DIRECTIONS FOR THIS TASK
In the entries below, find the lines that include "peerPKStr" and give their number as the whole reply.

Dataset items
########################################

PR #1360, opened 2021-05-26
Simplify manual peering API

georgysavva:
This PR hides the complexity of the `peer.Peer` structure from the end-user of the manual peering module. Now the web API request to add known peers looks like that:
```json
[
    {
      "publicKey": "EYsaGXnUVA9aTYL9FwYEvoQ8d1HCJveQVL7vogu6pqCP",
      "address": "172.19.0.3:14666"
    }
]
```
Instead of the previous one:
```json
[
    {
      "publicKey": "EYsaGXnUVA9aTYL9FwYEvoQ8d1HCJveQVL7vogu6pqCP",
      "ip": "172.19.0.3",
      "services": {
        "peering":{
          "network":"TCP",
          "port":14626
        },
        "gossip": {
          "network": "TCP",
          "port": 14666
        }
      }
    }
]
```
We no longer require the "peering" service port, because it's not needed in both manual peering and gossip. And it might have confused the user.

### DIFF
--- a/packages/manualpeering/manualpeering.go
+++ b/packages/manualpeering/manualpeering.go
@@ -2,10 +2,13 @@ package manualpeering
 
 import (
 	"context"
+	"encoding/json"
+	"net"
 	"sync"
 	"sync/atomic"
 	"time"
 
+	"github.com/iotaledger/hive.go/autopeering/peer/service"
 	"github.com/iotaledger/hive.go/typeutils"
 
 	"github.com/iotaledger/goshimmer/packages/gossip"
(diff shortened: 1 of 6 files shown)


capossele (approved):

jonastheis (approved):

packages/manualpeering/manualpeering.go
```diff
@@ -342,18 +396,18 @@ func (m *Manager) changeNeighborStatus(neighbor *gossip.Neighbor, connStatus Con
...
 }
 
-func (m *Manager) connectionDirection(p *peer.Peer) (ConnectionDirection, error) {
-	localPK := m.local.PublicKey().String()
-	peerPK := p.PublicKey().String()
-	if localPK < peerPK {
+func (m *Manager) connectionDirection(peerPK ed25519.PublicKey) (ConnectionDirection, error) {
+	localPKStr := m.local.PublicKey().String()
+	peerPKStr := peerPK.String()
+	if localPKStr < peerPKStr {
```
jonastheis, line 402: I'm not a big fan of using the string method to compare as this could have unwanted side effects if we change it. Maybe better to use `bytes.Compare(pk1.Bytes(), pk2.Bytes()`

georgysavva: Yeah, you are right, let's go with bytes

########################################

TASK OUTPUT
2